Reproduce the records precisely. Every line should be included.
-.-.-
PR #375, opened 2023-02-19
Fix building of release artifacts in GitHub Actions

adams85:
Looks like we've been bitten by [this BC recently introduced in the .NET 7 SDK](https://github.com/dotnet/sdk/issues/30625).

Also, we've been polluting NuGet & MyGet with [our internal source generator project](https://www.nuget.org/packages/Esprima.SourceGenerators) for a while...

This PR attempts to solve both issues.


lahma (approved):
Looks good, I had to do [similar fix](https://github.com/sebastienros/jint/pull/1439) to Jint just yesterday. Quite the breaking change even though the consider it change for the better.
-.-.-
Problem solution:
PR #375, opened 2023-02-19
Fix building of release artifacts in GitHub Actions

adams85:
Looks like we've been bitten by [this BC recently introduced in the .NET 7 SDK](https://github.com/dotnet/sdk/issues/30625).

Also, we've been polluting NuGet & MyGet with [our internal source generator project](https://www.nuget.org/packages/Esprima.SourceGenerators) for a while...

This PR attempts to solve both issues.


lahma (approved):
Looks good, I had to do [similar fix](https://github.com/sebastienros/jint/pull/1439) to Jint just yesterday. Quite the breaking change even though the consider it change for the better.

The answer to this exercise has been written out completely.